INTRODUCTION: To review the dose delivered to patients in time-resolved computed tomography (4D CT) used for radiotherapy treatment planning. METHODS: 4D CT is used at Peter MacCallum Cancer Centre since July 2007 for radiotherapy treatment planning using a Philips Brilliance Wide Bore CT scanner (16 slice, helical 4D CT acquisition). All scans are performed at 140 kVp and reconstructed in 10 datasets for different phases of the breathing cycle. Dose records were analysed retrospectively for 387 patients who underwent 4D CT procedures between 2007 and 2013. RESULTS: A total of 444 4D CT scans were acquired with the majority of them (342) being for lung cancer radiotherapy. Volume CT dose index (CTDIvol) as recorded over this period was fairly constant at approximately 20 mGy for adults.
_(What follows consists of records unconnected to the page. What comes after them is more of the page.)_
Issue #366, opened 2014-10-23
deliteful/ComboBox: revisit the multi-channel policy


AdrianVasiliu:
The current implementation of deliteful/ComboBox displays the popup in the following multi-channel responsive manner:

* "desktop-like": 
  * popup below/above the root node
  * when autoFilter=true (for selectionMode="single"), the `<input>` inside the root node serves for entering filter criteria
  * in selectionMode="multiple", the popup doesn't close as soon as you select an item (such that you can select several), thus the only way to close it is to click outside the popup (or keyboard shortcut in the future).
    * For comparison, browsers show the native HTML `<select multiple>` always in expanded state.
* "phone-like"
  * popup centered (maximizes the availalble area to make the scrolling experience smoother)
  * when autoFilter=true (for selectionMode="single"), an `<input>` is added to the centered popup, such that the user can see it while allowing the popup to obscure the dropdown button.
  * when selectionMode="multiple", OK and Cancel buttons are added to the popup.

The points to be revisited:
* Choice criteria
   * Currently: `has("ios") || has("android"). The user can override a method to define its own choice criteria.
   * Should we treat (large) tablets as desktop? Should viewport size matter?
* How to expose / allow the user to configure the choice criteria between desktop-like and phone-like
    * Currently, on ComboBox, a protected method that can be overridden (`useCenteredDropDown()`).
    * Future: see @cjolif's https://github.com/ibm-js/deliteful/pull/344#discussion_r19021244
* Ergonomy of the popup in "desktop-like" mode
  * Would it be better to add OK - Cancel buttons to the popup in multi-choice mode? (Currently, the user needs to click outside the popup to close the popup - differently than in single-choice mode where the popup closes as soon as you click an option.)
  * Does it make sense to (optionally?) go as browsers go with the native HTML `<select multiple>`, that is show it directly in expanded state?
    * Note that this is how it goes for deliteful/Select (which can't go differently since it leverages the native `<select>`).

Issue #179, opened 2014-07-10
Search/FilterBox element


cjolif:
This should include integration with List as FilteredList

AdrianVasiliu:
Some comments at https://github.com/ibm-js/deliteful/pull/449 might be relevant for the design of this new widget(s) and for their integration with Combobox.

AdrianVasiliu:
PS I refer in particular to these comments from #449:
* https://github.com/ibm-js/deliteful/pull/449#issuecomment-69435625
* https://github.com/ibm-js/deliteful/pull/449#issuecomment-69531579
* https://github.com/ibm-js/deliteful/pull/449#issuecomment-69568366

wkeese:
Closing this since we have no current plans to implement it.

PR #449, opened 2015-01-09
Package centered popup as distinct widget. Fixes #367

### LINKED ISSUE #367: ComboBox: package the popup as a distinct widget
Packaging as a distinct widget the popup created by ComboBox would have at least the advantage that it would make it templatable, thus easier to configure.

When these new widgets will be ready, it should leverage TextBox (#175) or, better, SearchBox/FilterBox (#179). For the time being, it can keep using the native HTML `<input>`.

Notice that ComboBox currently creates two distinct popups, per its multi-channel policy. The distinct widget would need to be able to do both (optionally).

AdrianVasiliu:
Implementation of #367.

To avoid mixing in this PR unrelated changes, I will do further changes separately:
* Cope with the recent changes in delite/FormValueWidget (https://github.com/ibm-js/delite/commit/00f0b74736e4b1a9473ef0c1a1d8ed5971f15bcd ). Since this change, Combobox lost its ability to handle the readOnly attribute of the input element, because now FormValueWidget's own handling of this attribute has the last word on it.
* Styling improvements to improve the rendering (including for vertical alignment of text and arrow in IE, and rendering of inputs of type="search").
* And of course Combobox' API for creating the popup will change again with the implementation of #366 (multi-channel policy) and the overall design of Combobox/ComboPopup will be impacted by #179 (Seach/FilterBox / FilteredList).

### DIFF
--- a/Combobox.js
+++ b/Combobox.js
@@ -9,13 +9,12 @@ define([
 	"delite/HasDropDown",
 	"delite/keys",
 	"./list/List",
-	"./LinearLayout",
-	"./Button",
+	"./Combobox/ComboPopup",
 	"delite/handlebars!./Combobox/Combobox.html",
 	"requirejs-dplugins/i18n!./Combobox/nls/Combobox",
 	"delite/theme!./Combobox/themes/{{theme}}/Combobox.css"
 ], function (dcl, $, Filter, has, register, FormValueWidget, HasDropDown,
-		keys, List, LinearLayout, Button, template, messages) {
+		keys, List, ComboPopup, template, messages) {
 	/**
 	 * A form-aware and store-aware widget leveraging the `deliteful/list/List`
 	 * widget for rendering the options.
@@ -198,11 +197,23 @@ define([
 		 */
 		multipleChoiceNoSelectionMsg: messages["multiple-choice-no-selection"],
 		
-		// TODO: worth exposing public properties?
-		// The default label of the OK button
-		_okButtonLabel: messages["ok-button-label"],
-		// The default label of the Cancel button
-		_cancelButtonLabel: messages["cancel-button-label"],
+		/**
+		 * The text displayed in the OK button when the combobox popup contains such a button.
+		 * The default value is provided by the "ok-button-label" key of
+		 * the message bundle.
+		 * @member {string}
+		 * @default "OK"
+		 */
+		okMsg: messages["ok-button-label"],
+		
+		/**
+		 * The text displayed in the Cancel button when the combobox popup contains such a button.
+		 * The default value is provided by the "cancel-button-label" key of
+		 * the message bundle.
+		 * @member {string}
+		 * @default "Cancel"
+		 */
+		cancelMsg: messages["cancel-button-label"],
 		
 		preRender: function () {
 			this.list = new List();
@@ -330,7 +341,7 @@ define([
 			this.list.selectionMode = this.selectionMode === "single" ?
 				"radio" : "multiple";
 			
-			var dropDown = this._createDropDown(this.list);
+			var dropDown = this._createDropDown();
 			
 			// Since the dropdown is not a child of the Combobox, it will not inherit
 			// its dir attribute. Hence:
@@ -467,15 +478,15 @@ define([
 			return has("ios") || has("android");
 		},
 		
-		_createDropDown: function (list) {
+		_createDropDown: function () {
 			// Update the readonly attribute in case useCenteredDropDown() changed
 			// its return value.
 			this._updateInputReadOnly();
 			
 			var centeredDropDown = this.useCenteredDropDown();
 			var dropDown = centeredDropDown ?
-				this._createCenteredDropDown(list) :
-				this._createNormalDropDown(list);
+				this.createCenteredDropDown() :
+				this.createAboveBelowDropDown();
 			
 			this.dropDownPosition = centeredDropDown ?
 				["center"] :
@@ -487,69 +498,31 @@ define([
 			return dropDown;
 		},
 		
-		_createNormalDropDown: function (list) {
+		/**
+		 * Factory method which creates the widget used inside above/below drop-down.
+		 * The default implementation simply returns `this.list`.
+		 * @protected
+		 */
+		createAboveBelowDropDown: function () {
 			// Use the List itself as content of the popup. Embedding it in a
 			// LinearLayout has seemed useful for solving layout issues on iOS
 			// (deliteful issue #270), but appears to be harmful on IE11 (deliteful
 			// issue #382). Hence the List is not wrapped anymore inside a LinearLayout.
-			return list;
-		},
-		
-		_createCenteredDropDown: function (list) {
-			// TODO: move to separate widget.
-			var topLayout = new LinearLayout();
-
-			if (this.autoFilter && this.selectionMode !== "multiple") {
-				this._popupInput = this._createPopupInput();
-				topLayout.addChild(this._popupInput);
-			}
-			
-			$(list).addClass("fill");
-			topLayout.addChild(list);
-
-			// Just as Android for the native select element, only use ok/cancel
-			// buttons in the multichoice case.
-			if (this.selectionMode === "multiple") {
-				var bottomLayout = new LinearLayout({vertical: false, width: "100%"});
-				var cancelButton = new Button({label: this._cancelButtonLabel});
-				var okButton = new Button({label: this._okButtonLabel});
-				okButton.onclick = function () {
-					this._validateMultiple(this.inputNode);
-					this.closeDropDown();
-				}.bind(this);
-				cancelButton.onclick = function () {
-					this.list.selectedItems = this._selectedItems;
-					this.closeDropDown();
-				}.bind(this);
-				$(cancelButton).addClass("fill");
-				$(okButton).addClass("fill");
-				bottomLayout.addChild(cancelButton);
-				bottomLayout.addChild(okButton);
-				topLayout.addChild(bottomLayout);
-			}
-			return topLayout;
+			return this.list;
 		},
 		
 		/**
-		 * Creates the input element inside the popup.
-		 * Only used for single-choice mode.
-		 * @private
+		 * Factory method which creates the widget used inside centered drop-down.
+		 * The default implementation returns a new instance of deliteful/Combobox/ComboPopup
+		 * (the present widget is set for its `combobox` property).
+		 * The method can be overridden in order to create a subclass of ComboPopup (for
+		 * specifying a custom template, for instance).
+		 * @protected
 		 */
-		_createPopupInput: function () {
-			// TODO: use deliteful/SearchBox when will be available.
-			var popupInput = document.createElement("input");
-			$(popupInput).addClass("d-combobox-popup-input");
-			popupInput.setAttribute("role", "combobox");
-			popupInput.setAttribute("autocomplete", "off");
-			popupInput.setAttribute("autocapitalize", "none");
-			popupInput.setAttribute("autocorrect", "off");
-			popupInput.setAttribute("aria-autocomplete", "list");
-			popupInput.setAttribute("type", "search");
-			popupInput.setAttribute("placeholder", this.searchPlaceHolder);
-			this._prepareInput(popupInput);
-			return popupInput;
+		createCenteredDropDown: function () {
+			return new ComboPopup({combobox: this});
 		},
-
+		
 		_prepareInput: function (inputElement) {
 			this.on("input", function (evt) {
 				// Would be nice to also have an "incrementalFilter" boolean property.
--- a/Combobox/ComboPopup.html
+++ b/Combobox/ComboPopup.html
@@ -1,0 +1,19 @@
+<template role="presentation"
+	requires="deliteful/LinearLayout, deliteful/Button">
+	<d-linear-layout style="height: 100%">
+		<input d-hidden="{{!(this.combobox.autoFilter && this.combobox.selectionMode !== 'multiple')}}"
+			attach-point="inputNode"
+			class="d-combobox-input"
+			role="combobox" autocomplete="off" autocapitalize="none" autocorrect="off"
+			aria-autocomplete="list" type="search"
+			placeholder="{{combobox.searchPlaceHolder}}">
+		<div attach-point="listNode"></div>
+		<d-linear-layout d-hidden="{{combobox.selectionMode !== 'multiple'}}"
+			vertical="false">
+			<button is="d-button" class="fill d-combo-cancel-button"
+				label="{{combobox.cancelMsg}}" on-click="{{cancelHandler}}"></button>
+			<button is="d-button" class="fill d-combo-ok-button"
+				label="{{combobox.okMsg}}" on-click="{{okHandler}}"></button>
+		</d-linear-layout>
+	</d-linear-layout>
+</template>
--- a/Combobox/ComboPopup.js
+++ b/Combobox/ComboPopup.js
@@ -1,0 +1,69 @@
+/** @module deliteful/ComboPopup */
+define([
+	"delite/register",
+	"requirejs-dplugins/jquery!attributes/classes",	// addClass()
+	"delite/Widget",
+	"delite/handlebars!./ComboPopup.html"
+], function (register, $, Widget, template) {
+	/**
+	 * Auxiliary widget used in some cases by deliteful/Combobox for displaying
+	 * a popup containing conditionally a search field and OK/Cancel buttons.
+	 * This widget is intended for being instanciated only by deliteful/Combobox;
+	 * it should not be instanciated directly. If needed, its template
+	 * (deliteful/Combobox/ComboPopup.html) can be customized.
+	 * @class module:deliteful/Combobox/ComboPopup
+	 * @augments module:delite/Widget
+	 */
+	return register("d-combo-popup", [HTMLElement, Widget],
+		/** @lends module:deliteful/ComboPopup# */ {
+		
+		baseClass: "d-combo-popup",
+		
+		template: template,
+		
+		/**
+		 * The instance of `deliteful/Combobox` for which this widget is used.
+		 * This property is set by Combobox when creating the popup, and it
+		 * is used in the template of ComboPopup for accessing the properties
+		 * of the Combobox.
+		 * @member {boolean} module:deliteful/Combobox/ComboPopup#combobox
+		 * @default null
+		 * @protected
+		 */
+		combobox: null,
+		
+		refreshRendering: function (oldValues) {
+			if ("combobox" in oldValues) {
+				if (this.combobox) {
+					var list = this.combobox.list;
+					if (list) {
+						list.placeAt(this.listNode, "replace");
+						// startup() is not called by Widget.placeAt because the parent of
+						// dropDown is not yet started, but startup() will be called by delite/popup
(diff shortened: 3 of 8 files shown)


Combobox.js
```diff
@@ -9,13 +9,12 @@ define([
 	"delite/HasDropDown",
 	"delite/keys",
 	"./list/List",
-	"./LinearLayout",
-	"./Button",
+	"./Combobox/ComboPopup",
```
cjolif: As we are already in the ComboBox directory, and for the sake of not duplicating naming information already conveyed, I'm not sure if we have to restate "Combo" before Popup.

AdrianVasiliu: Maybe. On the other side, it somehow makes the scope of this module clearer, including when looking just at the file name. And we already have redundantly Combobox/Combobox.html (the template, which could be called generaically template.html). 

All in one:
* I'm willing to change the name, if there's agreement this would be better.
* Personally, I think both could work, while having a small preference on keeping ComboPopup rather than just Popup.
* Since you seem to hesitate on it too, I'm not sure what to do. For now, I wait for further feedback.

wkeese:
I think if this widget is designed well, it can be used independently of ComboBox, and also not necessarily as a popup (just like dijit/Calendar).   So I say to:

* Instead of having a combobox property, have properties placeHolder, okMsg, cancelMsg, showButtons, showInput ...
* Name it something like FilteredSelect.   Not sure what name is best, but I'm hoping for a name that reflects what the widget itself does, rather than how it's used by ComboBox.

AdrianVasiliu:
@wkeese Before going with the current design, I first thought at something around what you describe. Here are some reasons for which I finally did not go with a generic widget:

* The input element and the 2 buttons (OK and Cancel) do not serve any purpose as long as there is no action defined for them. So, to be used for something else than for Combobox, not only the properties placeHolder, okMsg, cancelMsg, and the boolean flags showButtons/showInput would need to be set, but also the event handlers, for which a generic default implementation does not make sense. Without predefined actions, a generic widget which just puts together a couple of elements seems quite pointless and overkill to me.
* The structure of ComboPopup fits the usage in ComboBox. I don't see much reason for a generic widget to have the input necessarily on top, unless it's about an input used for filtering the List placed below the input as in the typical case of a filtered list. To be really generic, I guess it would need to allow placing the input anywhere, by means of a position property, not just by the heavy mean of customizing the template, which requires subclassing.
* The combination of a List and an input field used for filtering the List does make sense generically, and is already covered by #179 (say, a FilteredList widget). What we (@cjolif and myself) had in mind was that, if/when we'll have this widget, ComboPopup would leverage it (while adding the OK/Cancel buttons). That is, the existence of a non-generic ComboPopup is not exclusive with the introduction of other widgets serving more generic purposes. ComboPopup would reuse and specialize it for the needs of ComboBox.
* As I told you in our chat some time ago, ComboPopup was initially intended to be non-documented, precisely because it is not more than an auxiliary widget for Combobox. The initial motivation for packaging it distinctly from Combobox was to allow it to be templated (thus, allowing users to customize the template)  - the templating mechanism not allowing a widget to have distinct templates for different parts of its GUI. Then, ComboPopup became documented because it doesn't make sense that users customize the template of an undocumented widget...

I do not pretend these reasons close the debate. I just mention them to feed the brainstorming.

wkeese:
I'm only suggesting simple changes, not complex things like having a property to reposition the `<input>` node. 

My initial suggestion is very simple: make all the properties scalar, like they should be anyway because that's how other Elements (see the HTML spec) and other custom elements (look at deliteful) work whenever possible.  So Combobox would create the popup like:

```js
var popup = new ComboPopup({
	placeHolder: this.searchPlaceholder,
	list: this.list,
	okMsg: this.okMsg,
	cancelMsg: this.cancelMsg,
	showInput: this.autoFilter && this.selectionMode !== 'multiple',
	showButtons: this.selectionMode === 'multiple'
});
```

It's true I forgot about the event handlers for OK/Cancel buttons in my original comment, but it's simple and cleaner to also handle those event from Combobox, rather than inside ComboPopup.  So ComboPopup would just fire the events, and Combobox would do:

```js
popup.on("ok", function () {
	this._validateMultiple(this.inputNode);
	this.closeDropDown();
}.bind(this));
popup.on("cancel", function () {
	this.list.selectedItems = this._selectedItems;
	this.combobox.closeDropDown();
}.bind(this));
```

Other notes:

* I just looked at `_createPopupInput()` -- Shouldn't that be part of this ComboPopup rather than part of Combobox?
* Also, about `_prepareInput()`, is that being used for both when there is and when there isn't a popup?

AdrianVasiliu:
> I'm only suggesting simple changes, not complex things like having a property to reposition the <input> node. My initial suggestion is very simple: make all the properties scalar

I think the API design needs to be done after, not before deciding if this widget should be a specialized auxiliary widget for Combobox, or a more generic one. If the widget would become generic, then for sure it would have scalar properties and would fire events, as you say, instead of having predefined event handlers and having a "combobox" property for getting access to the properties and methods of Combobox used in the template and in the code of ComboPopup. But yes, if we decide to convert it into a generic widget, this is how the API would be. 

Now, as already said, in my eyes a more generic widget is overkill and has little plus-value for users. If the widget becomes generic and is no longer documented as an auxiliary of Combobox, then it would need to be moved from inside the Combobox directory to the deliteful top-level, and have its own theme (instead of sharing its theme with Combobox), doc, samples etc. I can hardly see how its tiny features and value can justify that. And, if the widget remains specific to Combobox, in my eyes the current API fits better its current specific purpose/scope, because it avoids the useless duplication of scalar properties between Combobox and ComboPopup and the need for Combobox to keep in sync its own scalar properties with those of ComboPopup. If we decide to change the purpose/scope of the widget, then yes, the API would change, no doubt... 

So, I don't think these changes are tricky at all, but we only need them if we want a more generic widget, and if we really feel this would bring plus-value.

> It's true I forgot about the event handlers for OK/Cancel buttons 

(The same holds for the handler of "input" events of the input element. There's no meaningful predefined action that could be executed by a generic widget when the user types into the input element).

> I just looked at `_createPopupInput()` -- Shouldn't that be part of this ComboPopup rather than part of Combobox?

There's no `_createPopupInput()` in Combobox.js from my PR (https://github.com/AdrianVasiliu/deliteful/blob/combo-popup-widget-pr/Combobox.js). I guess you looked in the older branch (now obsolete) of my fork instead of the branch (combo-popup-widget-pr) used by the PR.

> Also, about `_prepareInput()`, is that being used for both when there is and when there isn't a popup?

Yes. And this is why the method is in Combobox, not in ComboPopup.

wkeese:
> I think the API design needs to be done after, not before deciding if this widget should be a specialized auxiliary widget for Combobox, or a more generic one.

According to you, you've already decided to first make a specialized widget and then later replace it with a general widget.   That seems a bit silly to me, but since you've already decided, let's go with that.

Even though you are (initially) making a specialized helper widget, the changes I suggested still make sense, because they are based on the general programming principle of keeping classes (or in this case, widgets) as independent as possible, to avoid spaghetti code.   That's especially important in this case since you've said that the whole purpose of the ComboPopup widget is for users to customize it.  If users are going to be working directly with it, the API should be as clean as possible.

AdrianVasiliu:
> According to you, you've already decided to first make a specialized widget and then later replace it with a general widget.

I didn't say that exactly. I said two things:
* We decided (wrongly or not, this is debatable) to use a specialized widget for the popup of Combobox.
* And we consider adding later a more generic widget for List + search field. Once this will exist, we'll refactor ComboPopup to leverage it while specializing it by the addition of OK/Cancel buttons. This is different than *replacing* ComboPopup with the future SearchList.

> Even though you are (initially) making a specialized helper widget, the changes I suggested still make sense, because they are based on the general programming principle of keeping classes (or in this case, widgets) as independent as possible, to avoid spaghetti code.

I'm not sure that accessing in ComboPopup the properties of Combobox via a `combobox` property is spaghetti code. Again, this design wouldn't be good if ComboPopup would be a first-level widget, usable standalone, but as long as it isn't, the current API has some advantages. Why wouldn't we think it's a pitty to duplicate a bunch of properties on both Combobox and ComboPopup and to add code to keep them in sync, as long as the later is just a helper widget for the first widget? 

> That's especially important in this case since you've said that the whole purpose of the ComboPopup widget is for users to customize it. If users are going to be working directly with it, the API should be as clean as possible.

I do agree the current design is a bit suboptimal, but I think the deep reason is that the current templating mechanism forces us to create a distinct widget just to be able to use a template for part of the widget which is not inside the root node. And this suboptimality is to be compared with the suboptimality that would would exist if we'd duplicate properties. Also, when I refered to users customizing ComboPopup, I mostly refered to customizing the template. The use-cases that I considered realistic consist in users adding, say, a title or somehow altering the structure of the popup, at the level of the template, not that much at the level of the API of ComboPopup.

wkeese:
Well, ComboPopup is definitely spaghetti code.  If it were clean, you could use and test ComboPopupt independently of Combobox.

AdrianVasiliu:
I'm open to make changes and improve it. But for considering it I'd first need to be sure I understand correctly your vision.

You initially said the widget should not only be designed to be technically usable without Combobox, but also to be named (and documented, I assume) in a way that "reflects what the widget itself does, rather than how it's used by Combobox" (while you were unsure yourself about what a good name could be). I've answered that I don't see significant use-cases for a usage outside Combobox where it would bring value and therefore promoting this widget from the status of a helper to a first-level deliteful citizen seems unjustified to me. I'm still unclear if you do see such use-cases, and when you speak about making it independent of Combobox I'm unclear if by that you still imply it should be packaged as a first-class deliteful widget, thus adding for it independent theme, doc, samples, and tests, while it currently shares them with Combobox. 

That is, before considering a rewrite, I would need to understand how to justify its existence as an independent widget, and what would be its requirements / feature set / use-cases.

wkeese:
>  I'm still unclear if you do see such use-cases, and when you speak about making it independent of Combobox

I'm not sure.   Anyway, I'm not interested in debating that point.

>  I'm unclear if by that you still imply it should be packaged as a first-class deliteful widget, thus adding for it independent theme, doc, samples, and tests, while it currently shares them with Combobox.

The CTDI for 4D CT for lung cancers of 19.6 ± 9.3 mGy (n = 168, mean ± 1SD) was found to be 63% higher than CTDIs for conventional CT scans for lung patients that were acquired in the same period (CTDIvol 12 ± 4 mGy, sample of n = 25). CTDI and dose length product (DLP) increased with increasing field of view; however, no significant difference between DLPs for different indications (breast, kidney, liver and lung) could be found. Breathing parameters such as breathing rate or pattern did not affect dose. CONCLUSION: 4D CT scans can be acquired for radiotherapy treatment planning with a dose less than twice the one required for conventional CT scanning.